Everything from the line containing "[Merged by Bors] - TY-2456" through the line containing "-169,7 +171,8 @@" should be repeated exactly, and nothing else from the data.
**** Records provided
PR #274, opened 2022-03-22
[Merged by Bors] - TY-2455 pass excluded sources with init config

rustonaut:
**References:**

- [story TY-2453](https://xainag.atlassian.net/browse/TY-2453)
- [task TY-2455](https://xainag.atlassian.net/browse/TY-2455)

PR #275, opened 2022-03-22
[Merged by Bors] - TY-2456 Allow setting excluded sources in engine after init.

rustonaut:
**References:**

- [task TY-2456](https://xainag.atlassian.net/browse/TY-2456)

**Based on:**

-  #274

### DIFF
--- a/discovery_engine/lib/src/domain/feed_manager.dart
+++ b/discovery_engine/lib/src/domain/feed_manager.dart
@@ -145,18 +145,20 @@ class FeedManager {
       throw ArgumentError('source can\'t be empty');
     }
 
-    final allDocuments = await _docRepo.fetchAll();
-    final doesExist = allDocuments
-        .any((doc) => doc.isActive && doc.resource.sourceDomain == source);
+    // FIXME BUG isActive is not correctly set as activity is tracked through another repo :/
+    // final allDocuments = await _docRepo.fetchAll();
+    // final doesExist = allDocuments
+    //     .any((doc) => doc.isActive && doc.resource.sourceDomain == source);
 
-    if (!doesExist) {
-      throw ArgumentError('source $source not found in database');
-    }
+    // if (!doesExist) {
+    //   throw ArgumentError('source $source not found in database');
+    // }
 
     final sources = await _excludedSourcesRepository.getAll();
     sources.add(source);
     await _excludedSourcesRepository.save(sources);
-    await _engine.setExcludedSources(sources);
+    final history = await _docRepo.fetchHistory();
+    await _engine.setExcludedSources(history, sources);
     return const EngineEvent.clientEventSucceeded();
   }
 
@@ -169,7 +171,8 @@ class FeedManager {
     final sources = await _excludedSourcesRepository.getAll();
     sources.remove(source);
     await _excludedSourcesRepository.save(sources);
-    await _engine.setExcludedSources(sources);
+    final history = await _docRepo.fetchHistory();
+    await _engine.setExcludedSources(history, sources);
     return const EngineEvent.clientEventSucceeded();
   }
 
--- a/discovery_engine/lib/src/domain/feed_manager.dart
+++ b/discovery_engine/lib/src/domain/feed_manager.dart
@@ -145,15 +145,6 @@ class FeedManager {
       throw ArgumentError('source can\'t be empty');
     }
 
-    // FIXME BUG isActive is not correctly set as activity is tracked through another repo :/
-    // final allDocuments = await _docRepo.fetchAll();
-    // final doesExist = allDocuments
-    //     .any((doc) => doc.isActive && doc.resource.sourceDomain == source);
-
-    // if (!doesExist) {
-    //   throw ArgumentError('source $source not found in database');
-    // }
-
     final sources = await _excludedSourcesRepository.getAll();
     sources.add(source);
     await _excludedSourcesRepository.save(sources);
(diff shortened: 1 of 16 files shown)


rustonaut:
The "source in history" check is temporary disabled as it has an bug. (Which needs some discussion and can be fixed in another PR).

rustonaut:
Ok problem seems to be simpler then I thought, I just seem to not use the test fixtures I thought it was using.

discovery_engine/lib/src/domain/feed_manager.dart
```diff
@@ -145,18 +145,11 @@ class FeedManager {
...
     }
 
-    final allDocuments = await _docRepo.fetchAll();
-    final doesExist = allDocuments
-        .any((doc) => doc.isActive && doc.resource.sourceDomain == source);
-
-    if (!doesExist) {
-      throw ArgumentError('source $source not found in database');
-    }
-
```
rustonaut, line 155: I removed this test as it's very prone to cause problems/complications for very little benefit.

It creates a implicit coupling with assumptions about the state a mostly unrelated part of the app will be in (the active documents).

This means any time we change any of the requirements around it it's prone to fail.

Furthermore it means in tests for add/rem excludedSources you have to recreate the right implicit state by happening to now how to combine the right fixtures and engine calls while avoiding filtering of any kind messing the state up. Which means there is a lot of implicit "state" in the test which makes it harder to maintain/understand.

(E.g. currently there is some unrelated problem somewhere, which makes creating that state hard/complicated.)

I.e. with this tests we can have false/spurious (but quite confusing) failures if:

- We allow adding sources in a different context (e.g. based on the /source endpoint of newscatcher).
- We change filtering of articles.
- We have a bug in filtering of sources, or the test server, or a unexpected change in the test fixture etc.
- We change how active documents are handled.

acrrd: The benefit is that we can get logic error from the user if they pass us invalid sources and there is not other way to know this otherwise.
The points you mentions are all valid but I don't agree with the solution. Instead of removing a check we should create better abstractions to allow to have simpler tests. We can introduce `SourcesRepository` to which we can ask if a source is ok or not. We can easily mock it in the tests and the real implementation will do what we are doing here and in the future we can change it to use the endpoint or some other data.

discovery_engine_core/core/src/engine.rs
```diff
@@ -447,6 +450,31 @@ where
...
+        &mut self,
+        history: &[HistoricDocument],
+        excluded_sources: Vec<String>,
+    ) -> Result<(), Error> {
+        let exclusion_set = excluded_sources.iter().cloned().collect::<HashSet<_>>();
+        *self.config.excluded_sources.write().await = excluded_sources;
+
+        let mut stacks = self.stacks.write().await;
+        for stack in stacks.values_mut() {
+            stack.data.prune_by_excluded_sources(&exclusion_set);
```
Robert-Steiner, line 465: ❔Maybe a filter function on the stack struct is a bit cleaner, or we just reset the stack like we do in setMarket

discovery_engine/lib/src/domain/feed_manager.dart
biernacki: I've mentioned a similar solution here https://github.com/xaynetwork/xayn_discovery_engine/pull/249#discussion_r828769317, which could be adopted to also take favorite sources into consideration. Maybe a smth like this?

```dart
enum SourceStatus {
  neutral, // default status
  excluded,
  favorite,
}

final sourcesRepo = {
  'example.com': SourceStatus.excluded,
  'bbc.co.uk': SourceStatus.favorite,
  'sport.de': SourceStatus.neutral,
};

final isValidSource = sourcesRepo['theguardian.com'] != null;
```

acrrd: I think we can refactor in this direction but using a repository instead of data structure. Maybe we don't need the neutral status depending on the api we want to expose but would be nice to have a central place for sources and where we can check that a source is only excluded or favorite and not both.

biernacki: Yes, ofc. I used data structure just as an example to describe how a Hive box could look like

rustonaut: >  Instead of removing a check we should create better abstractions to allow to have simpler tests

Yes but not in this PR.

>  We can introduce SourcesRepository to which we can ask if a source is ok or not. We can easily mock it in the tests and the real implementation will do what we are doing here and in the future we can change it to use the endpoint or some other data.

Its only preventing a systematic API misuse by Team Blue which stems from sources being stringly typed, something we can change relatively easy without needing a add a bunch of complexity through another repository + mocking. Especially giving that mocking in integration tests across isolate boundaries just doesn't work well.

discovery_engine/lib/src/infrastructure/type_adapters/hive_set_string_adapter.dart
```diff
@@ -0,0 +1,36 @@
...
+// GNU Affero General Public License for more details.
+//
+// You should have received a copy of the GNU Affero General Public License
+// along with this program.  If not, see <https://www.gnu.org/licenses/>.
+
+import 'package:hive/hive.dart' show BinaryReader, BinaryWriter, TypeAdapter;
+import 'package:xayn_discovery_engine/src/domain/repository/type_id.dart'
+    show setStringTypeId;
+
+class SetStringAdapter extends TypeAdapter<Set<String>> {
```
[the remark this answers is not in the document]
rustonaut: sure

Robert-Steiner (approved):
🚀

biernacki (approved):

rustonaut:
bors merge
********
» Written solution:
[Merged by Bors] - TY-2456 Allow setting excluded sources in engine after init.

rustonaut:
**References:**

- [task TY-2456](https://xainag.atlassian.net/browse/TY-2456)

**Based on:**

-  #274

### DIFF
--- a/discovery_engine/lib/src/domain/feed_manager.dart
+++ b/discovery_engine/lib/src/domain/feed_manager.dart
@@ -145,18 +145,20 @@ class FeedManager {
       throw ArgumentError('source can\'t be empty');
     }
 
-    final allDocuments = await _docRepo.fetchAll();
-    final doesExist = allDocuments
-        .any((doc) => doc.isActive && doc.resource.sourceDomain == source);
+    // FIXME BUG isActive is not correctly set as activity is tracked through another repo :/
+    // final allDocuments = await _docRepo.fetchAll();
+    // final doesExist = allDocuments
+    //     .any((doc) => doc.isActive && doc.resource.sourceDomain == source);
 
-    if (!doesExist) {
-      throw ArgumentError('source $source not found in database');
-    }
+    // if (!doesExist) {
+    //   throw ArgumentError('source $source not found in database');
+    // }
 
     final sources = await _excludedSourcesRepository.getAll();
     sources.add(source);
     await _excludedSourcesRepository.save(sources);
-    await _engine.setExcludedSources(sources);
+    final history = await _docRepo.fetchHistory();
+    await _engine.setExcludedSources(history, sources);
     return const EngineEvent.clientEventSucceeded();
   }
 
@@ -169,7 +171,8 @@ class FeedManager {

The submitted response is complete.